Data operations are the process of obtaining, cleaning, storing and distributing data in a secure and cost effective way. It is a mix of business strategy, devops and data science and is the basic supply chain for many large data and solutions.

Data operations were originally created in the Big Data Regi but has become a more used term in later years.

Data operations are the most important competitive advantage

As I have mentioned in many previous posts, I see data operations as a higher advantage than the development of the algorithm when it comes to trying to defeat the competition. In most cases, the algorithms used are standard algorithms of it from the standard frames that are fed data, trained and tuned shortly before being placed. So, since the underlying algorithms are mostly the same, the real change is in data. The work that enters it to get good results from high quality data is almost nothing compared to the amount of work you need when using mediocre data. Getting data at a lower cost than competition is also a really important factor. Especially in cases of those who require a continuous flow of new data. In these cases getting new data all the time can become an economic burden that will weigh the business.

Paperflow example of data operations

To make it more concrete, I wanted to use the company that I co-founded Paper flow As an example. Paperflow is a company that receives invoices and other financial documents and captures data such as invoice date, amounts and invoice lines. Since the bills can look very different and the bills submit it varies over time, getting a lot and getting more data all the time is needed. So, to make Paperflow a good business, we needed good data operations.

To be honest, we were not so aware of the importance when we made these initial decisions, but fortunately we got it right. Our first major decision in data operations was that we wanted to collect all the data inside and make our data collection system. This is a costly investment with a high investment in the initial development of the system, but also a high cost repeated for our employees with the work to get into data from the system. Competition had chosen another strategy. Instead, they made customers enter the invoice data into their system when they failed to make the right forecast in the data captured. This is a much cheaper strategy that can provide you with a lot of data. The only problem is that customers have only one thing in mind and that is to solve their problems without considering whether it is correct or not in terms of what you need for training data.

So in Paperflow we found a way to get better data. But how do you drop costs then?

Part of the solution was by investing heavily in the system that was used to enter the data and trying to make it as soon as possible. It was really a test and wrong and it took a lot of work. Without current numbers I think we have invested more in current data operation systems than it.

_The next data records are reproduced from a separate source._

PR #532, opened 2026-05-27
Replace transform exceptions with the base tf2::TransformException

alireza-moayyedi:
Currently the tf2 exceptions are explicitly set to `tf2::LookupException` and `tf2::ExtrapolationException`. However, there could be more exceptions as mentioned in https://github.com/ros2/geometry2/blob/rolling/tf2/include/tf2/exceptions.hpp.

I believe it is better to use the base `tf2::TransformException` instead of explicitly adjusting the list every time.

### DIFF
--- a/pcl_ros/src/transforms.cpp
+++ b/pcl_ros/src/transforms.cpp
@@ -78,10 +78,7 @@ transformPointCloud(
       tf_buffer.lookupTransform(
       target_frame, in.header.frame_id, tf2_ros::fromMsg(
         in.header.stamp), tf2::Duration(std::chrono::seconds(1)));
-  } catch (tf2::LookupException & e) {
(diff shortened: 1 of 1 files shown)


Rayman:
I'm for this change 👍 

@SteveMacenski do we backport this to jazzy? It could be a bug, but it slightly changes behavior. I think we should backport it

Rayman (approved):

alireza-moayyedi:
Would be great if we can backport it to Jazzy!

SteveMacenski (approved):

SteveMacenski:
I think we should backport it too. Please open a PR :-)

alireza-moayyedi:
Backport PR made:
https://github.com/ros-perception/perception_pcl/pull/533

Issue #534, opened 2026-06-01
Cross-compile error: export libraries with absolute paths


kaildy:
### When cross-compile，error occured like this：

<img width="1080" height="591" alt="Image" src="https://github.com/user-attachments/assets/4ba7dd9c-3594-4369-b4b6-cdcefdab8f45" />

### file is： /opt/sysroot/opt/ros/jazzy/share/pcl_ros/cmake/export_pcl_rosExport.cmake，like this：

<img width="1080" height="262" alt="Image" src="https://github.com/user-attachments/assets/37929ad0-7b02-4f46-a7a5-85d06ef0a6fb" />

<img width="1080" height="420" alt="Image" src="https://github.com/user-attachments/assets/2d50fbc8-5c7e-4883-861f-4aa4f4096e2c" />

/opt/sysroot is the dir cross-compile toolchain dir，using this script can fix：

`cd /opt/sysroot/opt/ros/jazzy/share/pcl_ros/cmake
sudo cp export_pcl_rosExport.cmake export_pcl_rosExport.cmake.bk
sudo sed -i "s|/usr/include|/opt/sysroot/usr/include|g" export_pcl_rosExport.cmake
sudo sed -i "s|/usr/lib|/opt/sysroot/usr/lib|g" export_pcl_rosExport.cmake
sudo sed -i "s|/opt/ros/jazzy|/opt/sysroot/opt/ros/jazzy|g" export_pcl_rosExport.cmake

cd /opt/sysroot/opt/ros/jazzy/share/nav2_costmap_2d/cmake
sudo cp export_nav2_costmap_2dExport.cmake export_nav2_costmap_2dExport.cmake.bk
sudo sed -i "s|/usr/include|/opt/sysroot/usr/include|g" export_nav2_costmap_2dExport.cmake
sudo sed -i "s|/usr/lib|/opt/sysroot/usr/lib|g" export_nav2_costmap_2dExport.cmake
sudo sed -i "s|/opt/ros/jazzy|/opt/sysroot/opt/ros/jazzy|g" export_nav2_costmap_2dExport.cmake`

Rayman:
What is exactly the bug in this repository? Can you send a PR so we can discuss in more detail?

PR #535, opened 2026-06-02
fix cross compile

Another part of the solution was to make sure we only collect the data we really needed. This is a common challenge in data operations as it is very difficult to know which data you will need in the future. Our solution was to first go to collect a lot of data (and many) and then slowly narrowing the amount of data collected. Going to the other side can be difficult. If we had begun to collect more data for each bill, we would basically need to start and reject all previously certified bills.

We also started working hard to understand a very important metric. When they were our assumptions as accurate as we trust and avoid prove a portion of the data. That was achieved with a variety of different tricks and technologies one of them being programming. Possible programming has the advantage of providing a distribution of uncertainty instead of a percentage that most machine learning algorithms will do. Knowing how safe you are that you are so visible reduces the risks of making mistakes.

The data collection strategy only you need more by choosing cases when you are the most unsafe is also known as active learning. If you are working on your data operations for him, you should definitely look at it.

Devops data functioning challenges

In the most severe part of data storage technology in an effective way, you will also see challenges. I’m not a Devops expert but I’ve seen the problem suddenly have a lot of data that grows faster than expected in real life. This can be essential as the scaling ability is quickly under pressure. If I could give advice here it would be to include an early devops in the work of architecture. Building a scaled foundation is much more fun than trying to find short -term solutions all the time.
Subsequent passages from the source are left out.